• **INSTRUCTIONS TO FOLLOW**
Give a verbatim quotation of every record.

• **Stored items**
────────────────────────────────────────

PR #1012, opened 2021-01-15
SwiftUI textfields

hakloev:
# Why?

Did an experiment with SwiftUI in the job team. We decided to stop the experiment, but I felt these components could be added to FinniversKit so we do not loose the value of the work. At least as initial versions.

# What?

* Added `FinnTextView`
* Added `FinnTextField`
* Slight refactor in the demo app to remove redundant code 

I tried multiple approaches before landing on this one: 

1.  Tried to use the existing views in FinniversKit by creating SwiftUI components using `UIViewRepresentable`. That solution did'nt work as intented, as it required us to always set a specific frame height on the view in SwiftUI. A learning from this attempt were that only default UIKit views worked nicely with `UIViewRepresentable`. 
2. Tried to make a more generic SwiftUI view that wrapped `SwiftUI.TextField` and `SwiftUI.SecureField`. That did not work well either, as `SecureField` does'nt expose `onEditingChanged` and thus making it impossible to detect if the textfield were focused (not able to adjust the underline color and height)

### Naming:

Since `TextField` and `TextView` is already used in `FinniversKit`, I ended up calling them `FinnTextField` and `FinnTextView`. Suggestions are welcome. 

This actually occured other places as well, for i.e. `Button`, `EmptyView` and `Identifiable`, since they're already used in FinniversKit, thus being a namespace collision with SwiftUI. 

### Location:

I've placed the textviews in a folder named `SwiftUI` within the already existing `TextView` and `TextField` folders. Not sure if that's the best location? 

# Version Change

Minor?

# UI Changes

| | Feature A | 
| --- | --- | 
| **TextView** |  Simulator Screen Shot - iPhone 12 Pro - 2021-01-15 at 16 32 03 |
| **TextField** |  Simulator Screen Shot - iPhone 12 Pro - 2021-01-15 at 16 31 58 |


FinniversKit/Sources/Components/TextField/SwiftUI/FinnTextField.swift
```diff
@@ -0,0 +1,266 @@
...
+                .foregroundColor(disclosePassword ? Color.accentSecondaryBlue : Color.iconPrimary)
+        })
+    }
+}
+
+@available(iOS 13.0, *)
+extension FinnTextField {
+
+    private static let emailRegex: String = "[A-Z0-9a-z._%+-]+@[A-Za-z0-9.-]+\\.[A-Za-z]{2,64}"
+    private static let phoneRegex: String = "^(?:\\s*\\d){8,11}$"
```
nickfalk, line 134: I think I'll just trust you on this. 😅

FinniversKit/Sources/Components/TextField/SwiftUI/FinnTextField.swift
```diff
@@ -0,0 +1,266 @@
...
+
+        return isValid
+    }
+
+    private func evaluateTextState() {
+        if !isValidInput {
+            updateStyle(.error)
+        } else {
+            updateStyle(.default)
+        }
```
nickfalk, line 162: I won't comment on the fact that you're checking if-not-else. 😜

Have you considered: `updateStyle(isValidInput ? .default : .error)`

FinniversKit/Sources/Components/TextField/SwiftUI/FinnTextField.swift
```diff
@@ -0,0 +1,266 @@
...
+    private func isValidEmail(_ emailAdress: String) -> Bool {
+        return evaluate(FinnTextField.emailRegex, with: emailAdress)
+    }
+
+    private func isValidPhoneNumber(_ phoneNumber: String) -> Bool {
+        return evaluate(FinnTextField.phoneRegex, with: phoneNumber)
+    }
+
+    private func isValidPassword(_ password: String) -> Bool {
+        return !password.isEmpty
```
nickfalk, line 179: So spaces are OK?

FinniversKit/Sources/Components/TextField/SwiftUI/FinnTextField.swift
hakloev: Hehe, I'll also just trust the one who created them. Shamelessly copied them from `TextField` 🙈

────────────────────────────────────────

• **RESULT OF THE EXERCISE**
PR #1012, opened 2021-01-15
SwiftUI textfields

hakloev:
# Why?

Did an experiment with SwiftUI in the job team. We decided to stop the experiment, but I felt these components could be added to FinniversKit so we do not loose the value of the work. At least as initial versions.

# What?

* Added `FinnTextView`
* Added `FinnTextField`
* Slight refactor in the demo app to remove redundant code 

I tried multiple approaches before landing on this one: 

1.  Tried to use the existing views in FinniversKit by creating SwiftUI components using `UIViewRepresentable`. That solution did'nt work as intented, as it required us to always set a specific frame height on the view in SwiftUI. A learning from this attempt were that only default UIKit views worked nicely with `UIViewRepresentable`. 
2. Tried to make a more generic SwiftUI view that wrapped `SwiftUI.TextField` and `SwiftUI.SecureField`. That did not work well either, as `SecureField` does'nt expose `onEditingChanged` and thus making it impossible to detect if the textfield were focused (not able to adjust the underline color and height)

### Naming:

Since `TextField` and `TextView` is already used in `FinniversKit`, I ended up calling them `FinnTextField` and `FinnTextView`. Suggestions are welcome. 

This actually occured other places as well, for i.e. `Button`, `EmptyView` and `Identifiable`, since they're already used in FinniversKit, thus being a namespace collision with SwiftUI. 

### Location:

I've placed the textviews in a folder named `SwiftUI` within the already existing `TextView` and `TextField` folders. Not sure if that's the best location? 

# Version Change

Minor?

# UI Changes

| | Feature A | 
| --- | --- | 
| **TextView** |  Simulator Screen Shot - iPhone 12 Pro - 2021-01-15 at 16 32 03 |
| **TextField** |  Simulator Screen Shot - iPhone 12 Pro - 2021-01-15 at 16 31 58 |


FinniversKit/Sources/Components/TextField/SwiftUI/FinnTextField.swift
```diff
@@ -0,0 +1,266 @@
...
+                .foregroundColor(disclosePassword ? Color.accentSecondaryBlue : Color.iconPrimary)
+        })
+    }
+}
+
+@available(iOS 13.0, *)
+extension FinnTextField {
+
+    private static let emailRegex: String = "[A-Z0-9a-z._%+-]+@[A-Za-z0-9.-]+\\.[A-Za-z]{2,64}"
+    private static let phoneRegex: String = "^(?:\\s*\\d){8,11}$"
```
nickfalk, line 134: I think I'll just trust you on this. 😅

FinniversKit/Sources/Components/TextField/SwiftUI/FinnTextField.swift
```diff
@@ -0,0 +1,266 @@
...
+
+        return isValid
+    }
+
+    private func evaluateTextState() {
+        if !isValidInput {
+            updateStyle(.error)
+        } else {
+            updateStyle(.default)
+        }
```
nickfalk, line 162: I won't comment on the fact that you're checking if-not-else. 😜

Have you considered: `updateStyle(isValidInput ? .default : .error)`

FinniversKit/Sources/Components/TextField/SwiftUI/FinnTextField.swift
```diff
@@ -0,0 +1,266 @@
...
+    private func isValidEmail(_ emailAdress: String) -> Bool {
+        return evaluate(FinnTextField.emailRegex, with: emailAdress)
+    }
+
+    private func isValidPhoneNumber(_ phoneNumber: String) -> Bool {
+        return evaluate(FinnTextField.phoneRegex, with: phoneNumber)
+    }
+
+    private func isValidPassword(_ password: String) -> Bool {
+        return !password.isEmpty
```
nickfalk, line 179: So spaces are OK?

FinniversKit/Sources/Components/TextField/SwiftUI/FinnTextField.swift
hakloev: Hehe, I'll also just trust the one who created them. Shamelessly copied them from `TextField` 🙈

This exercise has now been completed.